Records for this exercise:
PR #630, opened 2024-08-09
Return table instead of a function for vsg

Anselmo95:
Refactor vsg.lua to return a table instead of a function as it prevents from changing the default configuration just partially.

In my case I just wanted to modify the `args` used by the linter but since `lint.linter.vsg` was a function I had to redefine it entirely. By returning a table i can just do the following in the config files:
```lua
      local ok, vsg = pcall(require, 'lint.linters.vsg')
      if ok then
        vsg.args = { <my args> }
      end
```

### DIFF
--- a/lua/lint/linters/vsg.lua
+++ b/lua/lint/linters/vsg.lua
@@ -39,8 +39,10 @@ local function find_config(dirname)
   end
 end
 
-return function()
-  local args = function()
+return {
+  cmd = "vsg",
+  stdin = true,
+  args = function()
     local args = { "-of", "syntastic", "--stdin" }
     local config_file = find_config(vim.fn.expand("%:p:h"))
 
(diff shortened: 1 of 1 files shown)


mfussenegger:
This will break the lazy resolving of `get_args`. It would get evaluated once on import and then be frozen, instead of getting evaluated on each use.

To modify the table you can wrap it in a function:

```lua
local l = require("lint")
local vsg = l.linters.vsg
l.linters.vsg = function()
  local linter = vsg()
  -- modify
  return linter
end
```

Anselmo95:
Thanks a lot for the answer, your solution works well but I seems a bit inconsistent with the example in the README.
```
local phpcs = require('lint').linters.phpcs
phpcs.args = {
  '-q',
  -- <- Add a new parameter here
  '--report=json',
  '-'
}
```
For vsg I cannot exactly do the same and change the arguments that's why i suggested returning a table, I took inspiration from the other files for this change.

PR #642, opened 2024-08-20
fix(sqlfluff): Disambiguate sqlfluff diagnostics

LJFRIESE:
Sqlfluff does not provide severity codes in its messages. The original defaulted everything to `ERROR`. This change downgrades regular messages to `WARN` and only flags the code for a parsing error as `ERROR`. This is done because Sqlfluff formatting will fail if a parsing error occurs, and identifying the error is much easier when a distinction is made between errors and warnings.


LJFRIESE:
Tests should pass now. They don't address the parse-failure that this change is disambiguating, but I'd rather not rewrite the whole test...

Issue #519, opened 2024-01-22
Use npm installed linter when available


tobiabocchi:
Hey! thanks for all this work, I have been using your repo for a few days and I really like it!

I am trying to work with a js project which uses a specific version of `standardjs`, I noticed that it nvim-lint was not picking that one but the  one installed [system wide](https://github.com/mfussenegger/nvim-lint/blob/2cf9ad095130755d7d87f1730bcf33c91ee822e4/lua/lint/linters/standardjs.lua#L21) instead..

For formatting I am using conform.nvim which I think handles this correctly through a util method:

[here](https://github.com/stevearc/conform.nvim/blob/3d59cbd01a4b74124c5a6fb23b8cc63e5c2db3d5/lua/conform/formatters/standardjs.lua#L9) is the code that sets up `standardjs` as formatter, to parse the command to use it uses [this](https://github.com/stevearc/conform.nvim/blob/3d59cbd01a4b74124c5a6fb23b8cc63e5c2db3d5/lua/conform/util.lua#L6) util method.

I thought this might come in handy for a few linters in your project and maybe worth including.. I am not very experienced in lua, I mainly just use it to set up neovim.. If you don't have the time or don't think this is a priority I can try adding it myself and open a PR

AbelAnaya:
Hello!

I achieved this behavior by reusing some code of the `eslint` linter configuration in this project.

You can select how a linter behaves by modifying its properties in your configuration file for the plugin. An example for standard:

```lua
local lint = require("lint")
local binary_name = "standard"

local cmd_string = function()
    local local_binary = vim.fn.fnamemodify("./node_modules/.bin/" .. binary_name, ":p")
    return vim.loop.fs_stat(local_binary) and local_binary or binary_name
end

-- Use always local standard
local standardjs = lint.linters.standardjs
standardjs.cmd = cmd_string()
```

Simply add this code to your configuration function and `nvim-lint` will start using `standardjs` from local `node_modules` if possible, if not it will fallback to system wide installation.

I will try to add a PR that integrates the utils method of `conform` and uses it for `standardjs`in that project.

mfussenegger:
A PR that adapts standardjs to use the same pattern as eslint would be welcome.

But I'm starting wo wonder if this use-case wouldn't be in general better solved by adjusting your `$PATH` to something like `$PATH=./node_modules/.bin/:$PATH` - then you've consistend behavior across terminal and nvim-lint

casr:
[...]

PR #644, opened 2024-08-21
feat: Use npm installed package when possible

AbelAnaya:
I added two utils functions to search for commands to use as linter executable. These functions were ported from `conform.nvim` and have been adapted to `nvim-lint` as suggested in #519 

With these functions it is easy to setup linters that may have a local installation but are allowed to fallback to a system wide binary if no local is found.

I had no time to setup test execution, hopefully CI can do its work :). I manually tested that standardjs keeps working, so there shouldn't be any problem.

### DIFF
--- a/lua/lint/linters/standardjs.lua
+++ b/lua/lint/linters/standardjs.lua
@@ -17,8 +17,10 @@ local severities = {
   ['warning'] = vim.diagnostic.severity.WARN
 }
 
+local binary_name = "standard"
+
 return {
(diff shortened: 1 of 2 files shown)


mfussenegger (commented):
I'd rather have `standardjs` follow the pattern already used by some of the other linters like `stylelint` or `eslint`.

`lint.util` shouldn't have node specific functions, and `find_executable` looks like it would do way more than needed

About this exercise:
Whenever the word "shouldn" shows up in a line of the entries, list that line.

Task result:
I had no time to setup test execution, hopefully CI can do its work :). I manually tested that standardjs keeps working, so there shouldn't be any problem.
`lint.util` shouldn't have node specific functions, and `find_executable` looks like it would do way more than needed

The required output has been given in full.